Abstract
The dynamic nature of unconventional-reservoir developments calls for availability of fast and reliable history matching methods for simulation models. Here, we apply an assisted history-matching (AHM) approach to a pair of wells in the Wolfcamp B and C formations of Midland Basin, for which production history is recorded for two periods: primary production and gas injection (Huff-n-Puff, or HNP ). The recorded history of gas injection reveals severe inter-well interactions, underscoring the importance of fracture interference modeling.

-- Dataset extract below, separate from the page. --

PR #1321, opened 2026-05-30
feat: support Go modules as a package type

### LINKED ISSUE #1307: Support for Go modules (go install) as a package type
I'm trying to publish io.github.P4ST4S/mcp-audit, a Go MCP proxy server installable via `go install github.com/P4ST4S/mcp-audit/cmd/mcp-audit@latest`.  The registry currently returns "unsupported registry type: go", making it impossible to publish Go-based MCP servers.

Fracture segments are modeled with embedded discrete fracture model (EDFM). Inter-well communication is modeled using long fractures that only become active during gas injection. We apply a Bayesian AHM algorithm with a neural-network-proxy sampler to quantify uncertainty and find the best model matches. For each well, we use primary production observations to invert for 13 uncertain parameters that describe fracture properties, initial conditions, and relative permeability. Subsequently, by minimizing pressure- and rate-misfit errors during the HNP period, we evaluate the size and conductivity of inter-well fractures. For each AHM study, the objective is to minimize a cost function that is a linear combination of misfit errors between simulation results and observation data for well pressure and production rates of oil, water, and gas. The selected solution samples were used to perform probabilistic forecasts and assess the potential of HNP enhanced oil recovery (EOR) in the area of interest.
From 1400 total simulation runs, the AHM algorithm generated 100 cases (solutions) that satisfy predefined selection criteria. Even though the parameter prior distributions were the same for the two wells, the marginal posteriors were dissimilar. Relative permeability curves for solution candidates can vary significantly from each other. The prospects of EOR were proven decent for the wells of interest. We reported 30% and 81% incremental recovery for the P50 predictions of wells BH and CH, respectively.
Exploitation activities of tight oil resources (with formation permeability less than 0.1 mD) have been increasing as horizontal drilling and hydraulic fracturing technologies continue to improve. In 2018, 61% of total US crude oil production was produced from tight formations (EIA 2019). A typical tight oil well will be completed over multiple stages creating hundreds of fracture clusters along a horizontal wellbore that extends for thousands of feet. This completion forms a large network of fractures that connects the wellbore to a large surface area of the shale formation. The initial well productivity could be quite high, it typically declines very rapidly and remains low during long term production. Pressure depletion occurs quickly because of the small permeability of tight pores. As a result, recovery factors are only in the 1 to 10% range of the original oil in place during primary production (EIA 2013), leaving significant amounts of unrecovered hydrocarbon in the subsurface.